Hi all,
I have a 30 year old blower that has served me well and given me no problems until now. The problem is it keeps breaking woodruff keys....I have replaced three myself, and each time the key breaks after a very short while, and the blower is a bear to pull start. I finally took it to a shop...they replaced the key and as soon as I got it home it broke> When I contacted them they told me they wouldn't work on it again!
Can someone tell me if this is more than likely a crank shaft issue, and if so, do I have to replace the crank shaft or should I start with changing the bearings first? Any help to determine the cause of this would be appreciated...with the plug removed it turns over fine on the pull cord when there's no compression. I don't want to throw it in the trash as it's in good shape and has never given me problems before. Where to start??
Thanks.
#2
StarTech
First are you torquing the nut to 18.5 ft/lbs?
Second the high compression could carbon build-up in the cylinder.
Thx Startech....No....just as tight as I could by hand. How to determine if there's carbon build up in the cylinder? It didn't smoke at all when running
#4
StarTech
Usually to see in the cylinder without disassembly takes a borescope or endoscope but from experience Stihl are bad about running rich which leads to carbon build-up.
To torque the nut you need a piston stop and a torque wrench. Very to torque by hand without the piston stop.
#5
Hammermechanicman
Check flywheel for crack around crankshaft hole. Look very close especially on the bottom side.
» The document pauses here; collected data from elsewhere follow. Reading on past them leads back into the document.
PR #691, opened 2024-04-11
remove hardcoding of v4 in gnomad_gks

klaricch:
Just making this more flexible for the future, there's a warning a few lines above that gnomad_gks() is currently only implemented for gnomAD v4


mike-w-wilson (approved):
LGTM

Check crankshaft taper for scoring or any damage.
If both good install flywheel with new key and seat flywheel by using a socket over the crank on the flywheel and use a hammer to give it a few good hits to seat flywheel on the taper then torque down the nut.
Fan wheel is mounted to the flywheel. This why it critical to properly torque the flywheel retaining nut to spec. The three spline screw IS-M5x16 fan wheel screws are torque to 5.9 ft/lbs per the service manual.